I recently decided to look back on an event bus I wrote a long time ago. I had to do things like this back then:

/* some things omitted for simplicity */

pub trait Event {
  fn use_internal_data<F, T>(f: F) -> T where F: Fn(&InternalData<Self>) -> T;
  fn use_internal_data_mut<F, T>(f: F) -> T where F: Fn(&mut InternalData<Self>) -> T;
}

pub struct EventMetadata<T: Event> {
  handlers: Vec<EventHandlers<T>>,
}

impl<T: Event> EventMetadata<T> {
  pub fn new() -> EventMetadata<T> {
    EventMetadata { handlers: vec![] }
  }
  fn get_or_create_handlers(&mut self, bus: EventBus) -> &mut EventHandlers<T> {
    self.handlers.get(bus.id()) /* also some logic to grow the vec and stuff */
  }
}

(Yes, I now realize use_internal_data_mut can be exploited to set/replace the InternalData.)

The way this works is that you’d create a static EventMetadata (using lazy_static) for every impl you make, and pass it on as needed in places where it’s relevant. The goal is to provide (as close to) static dispatch (as possible) - with the EventBus code mostly just calling the EventMetadata functions, all usages of the Event basically boil down to getting the bus ID, and getting the vec entry for it. This is much faster than doing some unnecessary hash operations (which you would have to do if you were using, say, AnyMap).

However it would be nice to be able to do it like this instead:

pub trait Event {
  static INTERNAL: private::EventMetadata<Self> = /* something here, perhaps something with lazy initialization */;
}

mod private {
  pub struct EventMetadata<T: Event> {...}
}

And then the user doesn’t need to provide EventMetadata themselves (or be able to look at it), which can avoid quite a lot of confusion (as some might think EventMetadata lets you associate additional data to an event instance, while it’s metadata about the event type). This also simplifies the monomorphization case (as monomorphization can generate a static for every monomorph), so if you had a VecEvent<T>(Vec<T>) for example you wouldn’t need to impl a separate Event for every VecEvent<T> you wanna use. (or you might not be able to, if the VecEvent<T> is from another crate!)

The reason you can implement the Event trait even tho you can’t use eventbus::private::EventMetadata is because when using the default value the impl can be omitted.

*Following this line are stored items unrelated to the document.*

PR #221, opened 2020-08-06
Use local git repositories for integration tests

athos-ribeiro:
When this option is set, we must make sure the repository will be
available for the Cachito workers. For local tests we do this by
creating the repository in the host volume mounted in the Cachito worker
container in the docker-compose.yml file.

### DIFF
--- a/test_env_vars.yaml
+++ b/test_env_vars.yaml
@@ -75,10 +75,17 @@ cached_dependencies:
     https_url: "https://github.com/release-engineering/retrodep.git"
   # Repository that will be used for the test
   test_repo:
+    # Use local bare remote repository
+    # If this is used, the git urls below should be paths and should be available for the workers
+    use_local: True
     # The tracked repository (remote)
-    ssh_url: "git@github.com:user/cachito_test_repo.git"
+    ssh_url: "./tmp/cachito-archives/integration-tests-git-repo.git"
     # The URL of the repository
-    https_url: "https://github.com/user/cachito_test_repo.git"
+    https_url: "./tmp/cachito-archives/integration-tests-git-repo.git"
+    # test repo user
+    git_user: "Arthur Dent"
+    # test repo user email
+    git_email: "dent42@cachito.rocks"
     # Package managers
     pkg_managers: ["gomod"]
 # Test data for the HTTP GET_ALL test
--- a/tests/integration/test_using_cached_dependencies.py
+++ b/tests/integration/test_using_cached_dependencies.py
@@ -1,86 +1,137 @@
 # SPDX-License-Identifier: GPL-3.0-or-later
 
+from pathlib import Path
 import random
+import shutil
 import string
 
 import git
+import pytest
 
 import utils
 
 
-def test_using_cached_dependencies(test_env, tmpdir):
+def create_local_repository(repo_path):
     """
-    Check that the cached dependencies are used instead of downloading them from repo again.
+    Create a local git repoitory.
 
-    Preconditions:
-    * On git instance prepare an empty repository
-
-    Process:
-    * Clone the package from the upstream repository
-    * Create empty commit on new test branch and push it to prepared repository
-    * Send new request to Cachito API which would fetch data from the prepared repository
-    * Delete branch with the corresponding commit
-    * Send the same request to Cachito API
-
-    Checks:
-    * Check that the state of the first request is complete
-    * Check that the commit is not available in the repository after the branch is deleted
-    * Check that the state of the second request is complete
+    :param str repo_path: path to new bare git repository
+    :return: normalized bare git repository path
+    :rtype: str
     """
-    generated_suffix = "".join(
-        random.choice(string.ascii_letters + string.digits) for x in range(10)
-    )
-    branch_name = f"test-{generated_suffix}"
-    repo = git.repo.Repo.clone_from(
-        test_env["cached_dependencies"]["seed_repo"]["https_url"], tmpdir
-    )
-    remote = repo.create_remote("test", url=test_env["cached_dependencies"]["test_repo"]["ssh_url"])
-    assert remote.exists()
+    bare_repo_dir = Path(repo_path)
+    bare_repo = git.Repo.init(str(bare_repo_dir), bare=True)
+    assert bare_repo.bare
+    # We need to expand this for later usage from the original repo directory
+    return str(bare_repo_dir.resolve())
 
-    try:
-        repo.create_head(branch_name).checkout()
-        repo.git.commit("--allow-empty", m="Commit created in integration test for Cachito")
-        repo.git.push("-u", remote.name, branch_name)
-        commit = repo.head.commit.hexsha
 
-        client = utils.Client(
-            test_env["api_url"], test_env["api_auth_type"], test_env.get("timeout")
+class TestCachedDependencies:
+    """Test class for cached dependencies."""
+
+    @pytest.fixture(autouse=True)
+    def setup_method_fixture(self, test_env):
+        """Create bare git repo and a pool for removing shared directories."""
+        self.directories = []
+        self.git_user = test_env["cached_dependencies"]["test_repo"].get("git_user")
+        self.git_email = test_env["cached_dependencies"]["test_repo"].get("git_email")
+        if test_env["cached_dependencies"]["test_repo"].get("use_local"):
+            repo_path = create_local_repository(
+                test_env["cached_dependencies"]["test_repo"]["ssh_url"]
+            )
+            test_env["cached_dependencies"]["test_repo"]["ssh_url"] = repo_path
+            # Defer cleanups
+            self.directories.append(repo_path)
+
+        self.test_env = test_env
+
+    def teardown_method(self, method):
+        """Remove shared directories in the pool."""
+        for directory in self.directories:
+            shutil.rmtree(directory)
+
+    def test_using_cached_dependencies(self, tmpdir):
+        """
+        Check that the cached dependencies are used instead of downloading them from repo again.
+
+        Preconditions:
+        * On git instance prepare an empty repository
+
+        Process:
+        * Clone the package from the upstream repository
+        * Create empty commit on new test branch and push it to the prepared repository
+        * Send new request to Cachito API which would fetch data from the prepared repository
+        * Delete branch with the corresponding commit
+        * Send the same request to Cachito API
+
+        Checks:
+        * Check that the state of the first request is complete
+        * Check that the commit is not available in the repository after the branch is deleted
+        * Check that the state of the second request is complete
+        """
+        generated_suffix = "".join(
+            random.choice(string.ascii_letters + string.digits) for x in range(10)
         )
+        branch_name = f"test-{generated_suffix}"
+        repo = git.repo.Repo.clone_from(
+            self.test_env["cached_dependencies"]["seed_repo"]["https_url"], tmpdir
+        )
+        remote = repo.create_remote(
+            "test", url=self.test_env["cached_dependencies"]["test_repo"]["ssh_url"]
+        )
+        assert remote.exists()
+
+        # set user configuration, if available
+        if self.git_user:
+            repo.config_writer().set_value("user", "name", self.git_user).release()
+        if self.git_email:
+            repo.config_writer().set_value("user", "email", self.git_email).release()
+
+        try:
+            repo.create_head(branch_name).checkout()
+            repo.git.commit("--allow-empty", m="Commit created in integration test for Cachito")
+            repo.git.push("-u", remote.name, branch_name)
+            commit = repo.head.commit.hexsha
+
+            client = utils.Client(
+                self.test_env["api_url"],
+                self.test_env["api_auth_type"],
+                self.test_env.get("timeout"),
+            )
+            response = client.create_new_request(
+                payload={
+                    "repo": self.test_env["cached_dependencies"]["test_repo"]["https_url"],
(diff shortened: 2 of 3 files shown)


athos-ribeiro:
@ejegrova, this is what I had in mind for handling local integration tests. Let me know what you think about it.

I do not like how this PR sneaks into the cachito worker volume to create a repository to be shared among the host and the worker, but it does the trick so anyone can run integration tests locally without forking retrodep.

athos-ribeiro:
Cc @chmeliik (still cannot add you as a reviewer :/ )

tests/integration/test_using_cached_dependencies.py
```diff
@@ -82,3 +98,7 @@ def test_using_cached_dependencies(test_env, tmpdir):
     first_deps = utils.make_list_of_packages_hashable(first_response.data["dependencies"])
     second_deps = utils.make_list_of_packages_hashable(second_response.data["dependencies"])
     assert first_deps == second_deps
+    # clean ups
+    if test_env["cached_dependencies"]["test_repo"].get("use_local"):
+        # this has been converted to a absolute path string
+        shutil.rmtree(test_env["cached_dependencies"]["test_repo"]["ssh_url"])
```
ejegrova, line 104: If the test fails on some assertion this clean up won't happen. Maybe we can use try/finally block for this too?

athos-ribeiro: @ejegrova I moved the test into a test class and added proper setup and teardown methods.

test_env_vars.yaml
```diff
@@ -74,10 +74,17 @@ cached_dependencies:
...
+    # If this is used, the git urls below should be paths and should be available for the workers
+    use_local: True
     # The tracked repository (remote)
-    ssh_url: "git@github.com:user/cachito_test_repo.git"
+    ssh_url: "./tmp/cachito-archives/integration-tests-git-repo.git"
     # The URL of the repository
-    https_url: "https://github.com/user/cachito_test_repo.git"
+    https_url: "./tmp/cachito-archives/integration-tests-git-repo.git"
+    # test repo user
+    git_user: "Arthur Dent"
```
nirzari, line 85: Are these values to be replaced by an actual user?
If so, you'd have to replace them with the actual ones at https://gitlab.cee.redhat.com/osbs/cachito-tests/-/tree/master/jenkins because any changes done to `test_env_vars.yaml` will affect how we run tests in jenkins.
(It's a different story that currently jenkins tests are broken due to unavailability of nexus host on the test environment)

test_env_vars.yaml
```diff
@@ -74,10 +74,17 @@ cached_dependencies:
     https_url: "https://github.com/release-engineering/retrodep.git"
   # Repository that will be used for the test
   test_repo:
+    # Use local bare remote repository
+    # If this is used, the git urls below should be paths and should be available for the workers
+    use_local: True
     # The tracked repository (remote)
-    ssh_url: "git@github.com:user/cachito_test_repo.git"
+    ssh_url: "./tmp/cachito-archives/integration-tests-git-repo.git"
```
nirzari, line 81: How would this change affect running tests in jenkins?

test_env_vars.yaml
```diff
@@ -74,10 +74,17 @@ cached_dependencies:
...
     # The URL of the repository
-    https_url: "https://github.com/user/cachito_test_repo.git"
+    https_url: "./tmp/cachito-archives/integration-tests-git-repo.git"
```
nirzari, line 83: Same as above!

test_env_vars.yaml
nirzari: If we must make these changes temporarily until jenkins tests are fixed, I recommend creating a temp. `test_env_vars_local.yaml` instead of tempering with `test_env_vars.yaml`. Let me know your thoughts.

tests/integration/test_using_cached_dependencies.py
```diff
@@ -1,84 +1,116 @@
...
+    def test_using_cached_dependencies(self, test_env, tmpdir):
+        """
+        Check that the cached dependencies are used instead of downloading them from repo again.
+
+        Preconditions:
+        * On git instance prepare an empty repository
+
+        Process:
+        * Clone the package from the upstream repository
+        * Create empty commit on new test branch and push it to prepared repository
```
nirzari, line 34:
```suggestion
        * Create empty commit on new test branch and push it to the prepared repository
```

tests/integration/test_using_cached_dependencies.py
```diff
@@ -1,84 +1,116 @@
...
+            response = client.create_new_request(
+                payload={
+                    "repo": test_env["cached_dependencies"]["test_repo"]["https_url"],
+                    "ref": commit,
+                    "pkg_managers": test_env["cached_dependencies"]["test_repo"]["pkg_managers"],
+                },
+            )
+            first_response = client.wait_for_complete_request(response)
+            assert first_response.data["state"] == "complete"
+
```
nirzari, line 88:
```suggestion

```

tests/integration/test_using_cached_dependencies.py
```diff
@@ -1,84 +1,116 @@
...
+            assert repo.git.branch("-a", "--contains", commit)
+
```
nirzari, line 90:
```suggestion

```

tests/integration/test_using_cached_dependencies.py
```diff
@@ -1,84 +1,116 @@
...
-    assert set(first_response.data["pkg_managers"]) == set(second_response.data["pkg_managers"])
-    first_pkgs = utils.make_list_of_packages_hashable(first_response.data["packages"])
-    second_pkgs = utils.make_list_of_packages_hashable(second_response.data["packages"])
-    assert first_pkgs == second_pkgs
-    first_deps = utils.make_list_of_packages_hashable(first_response.data["dependencies"])
-    second_deps = utils.make_list_of_packages_hashable(second_response.data["dependencies"])
-    assert first_deps == second_deps
+        second_response = client.wait_for_complete_request(response)
+        assert second_response.data["state"] == "complete"
+
```
nirzari, line 107:
```suggestion

```

test_env_vars.yaml
athos-ribeiro: It should not unless test_env["cached_dependencies"]["test_repo"]["use_local"] is set there.

test_env_vars.yaml
athos-ribeiro: replied above

test_env_vars.yaml
athos-ribeiro: > Are these values to be replaced by an actual user?

Not for local tests.

> If so, you'd have to replace them with the actual ones at https://gitlab.cee.redhat.com/osbs/cachito-tests/-/tree/master/jenkins

I don't think we should mix upstream with downstream discussions. You are right though. The work will need to be done in the Jenkins side.

> If we must make these changes temporarily until jenkins tests are fixed, I recommend creating a temp. test_env_vars_local.yaml instead of tempering with test_env_vars.yaml

I don't think the configuration file should reflect whatever is used in jenkins. Instead, this should be either a generic configuration file or one set to work with local test runs.

nirzari: I got rid of the url from my comment above. You're right about not mixing both discussions but if the changes proposed here could potentially break how we run tests in jenkins, it's important to acknowledge them here before we merge them.

I agree that the configuration file does not reflect whatever is used in jenkins but it is directly fed to jenkins as it is for running the tests. Hence, let's just keep in mind while changing anything in configurations here, that all necessary changes required in downstream jenkins configuration must be done simultaneously (as part of the same ticket).

test_env_vars.yaml
nirzari: We are definitely not mixing both work but as I mentioned above, it is important to acknowledge the concerns. Let me know if you prefer discussing this in JIRA or someplace else.

@ejegrova Could you please help confirm this as you are familiar with how we run tests locally as well as within jenkins. (whether this change needs additional work downstream)

test_env_vars.yaml
athos-ribeiro: You are right. I made an additional change to make sure this patch will not break custom existing configuration files

test_env_vars.yaml
```diff
@@ -76,10 +76,17 @@ cached_dependencies:
     https_url: "https://github.com/release-engineering/retrodep.git"
   # Repository that will be used for the test
   test_repo:
+    # Use local bare remote repository
+    # If this is used, the git urls below should be paths and should be available for the workers
+    use_local: True
     # The tracked repository (remote)
-    ssh_url: "git@github.com:user/cachito_test_repo.git"
+    ssh_url: "./tmp/cachito-archives/integration-tests-git-repo.git"
```
chmeliik, line 83: It seems that when running tests against the `docker-compose` deployment, you must manually create `./tmp/cachito-archives` prior to running `docker-compose up`.

Otherwise, docker automatically creates this directory as root and the test for cached dependencies fails with
```
>           bare_repo = git.Repo.init(str(bare_repo_dir), bare=True)
...
E           PermissionError: [Errno 13] Permission denied: '<cachito repo>/tmp/cachito-archives/integration-tests-git-repo.git'
```

Is this something that should be mentioned as a comment? Or is that general knowledge for running integration tests? Note that other tests work even if you let the directory be created automatically.

test_env_vars.yaml
ejegrova: I am not entirely sure if I understand the discussion. These changes are needed so the tests will run locally without having to configure github repo, etc. Jenkins configuration is something that will still need to happen because this test is causing our issues on Jenkins. But we definitely shouldn't change upstream so it will fit our needs downstream.

test_env_vars.yaml
athos-ribeiro: Thanks for checking this!

I have not run through this issue because I am using podman to run the tests (and for now, I do have to manually create those directories).

We should either introduce changes to the Makefile to prepare the environment (creating the directories) and update the docs, or just drop this patch. Creating the directory was also part of #225, but should be deprecated by https://github.com/containers/podman-compose/pull/194 for that specific case.

Thoughts?

chmeliik: What were the prerequisites for running this test before? Create any empty repo on github and specify it in the config file?

This does seem like a pretty nice quality-of-life change, so I wouldn't have anything against updating the Makefile and docs, but I'd let more experienced members weigh in on this.

athos-ribeiro: > What were the prerequisites for running this test before? Create any empty repo on github and specify it in the config file?

Yes.

> This does seem like a pretty nice quality-of-life change, so I wouldn't have anything against updating the Makefile and docs, but I'd let more experienced members weigh in on this.

Sounds good. Let's see what others think as well and then I will proceed to making these additional changes.

lcarva: Using the `Makefile` to perform setup actions prior to running `docker-compose up` sounds like a good idea.

tests/integration/test_using_cached_dependencies.py
```diff
@@ -1,86 +1,117 @@
...
+        * Check that the commit is not available in the repository after the branch is deleted
+        * Check that the state of the second request is complete
+        """
+        if test_env["cached_dependencies"]["test_repo"].get("use_local"):
+            # create bare git repo
+            bare_repo_dir = Path(test_env["cached_dependencies"]["test_repo"]["ssh_url"])
+            bare_repo = git.Repo.init(str(bare_repo_dir), bare=True)
+            assert bare_repo.bare
+            # We need to expand this for later usage from the original repo directory
+            test_env["cached_dependencies"]["test_repo"]["ssh_url"] = str(bare_repo_dir.resolve())
```
lcarva, line 50: If we're replacing the `ssh_url` anyways, could we just do this in the `setup_method`?

tests/integration/test_using_cached_dependencies.py
```diff
@@ -1,86 +1,117 @@
...
+        branch_name = f"test-{generated_suffix}"
+        repo = git.repo.Repo.clone_from(
+            test_env["cached_dependencies"]["seed_repo"]["https_url"], tmpdir
+        )
+        remote = repo.create_remote(
+            "test", url=test_env["cached_dependencies"]["test_repo"]["ssh_url"]
+        )
+        assert remote.exists()
+
+        # set user configuration, if available
```
lcarva, line 66: Do this in the `setup_method` as well?

tests/integration/test_using_cached_dependencies.py
athos-ribeiro: We would need to create additional fixtures to use `test_env` in the setup method (and use a custom setup method). That is why I ended up not manipulating test_env in the setup. Do you think it is worth to have this additional fixture here?

tests/integration/test_using_cached_dependencies.py
athos-ribeiro: See discussion above.

test_env_vars.yaml
athos-ribeiro: Done! I also added a comment in the Makefile to explain why we are doing it.

tests/integration/test_using_cached_dependencies.py
lcarva: Oh, I see what you mean. I think a new fixture would make it cleaner, yes. This could be defined in this file so it's not accidentally used by other tests.

athos-ribeiro: Done. I also extracted the function to create the bare git repository.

So you don’t ever reference the INTERNAL static in your trait impl, thus not having to reference its type either.

For context, I’m trying to avoid things like this:

https://mozilla.logbot.info/rust/20180303#c14394317
https://mozilla.logbot.info/rust/20180303#c14395430
more importantly, this kind of confusion: https://mozilla.logbot.info/rust/20180303#c14395745 (cont https://mozilla.logbot.info/rust/20180303#c14395821 and https://mozilla.logbot.info/rust/20180303#c14395901 )

It seems like we could support associated statics readily enough. (And, equivalently, generic statics and constants.)

I’ve been told this doesn’t work with dynamic linker very well, but I’d really like this to be possible. it’d be very useful.

I guess you meant here

yep. maybe we should consider getting our own dynamic linker!

Not that this helps, but it works pretty much everywhere except for Windows.

is it possible to implement a workaround on windows?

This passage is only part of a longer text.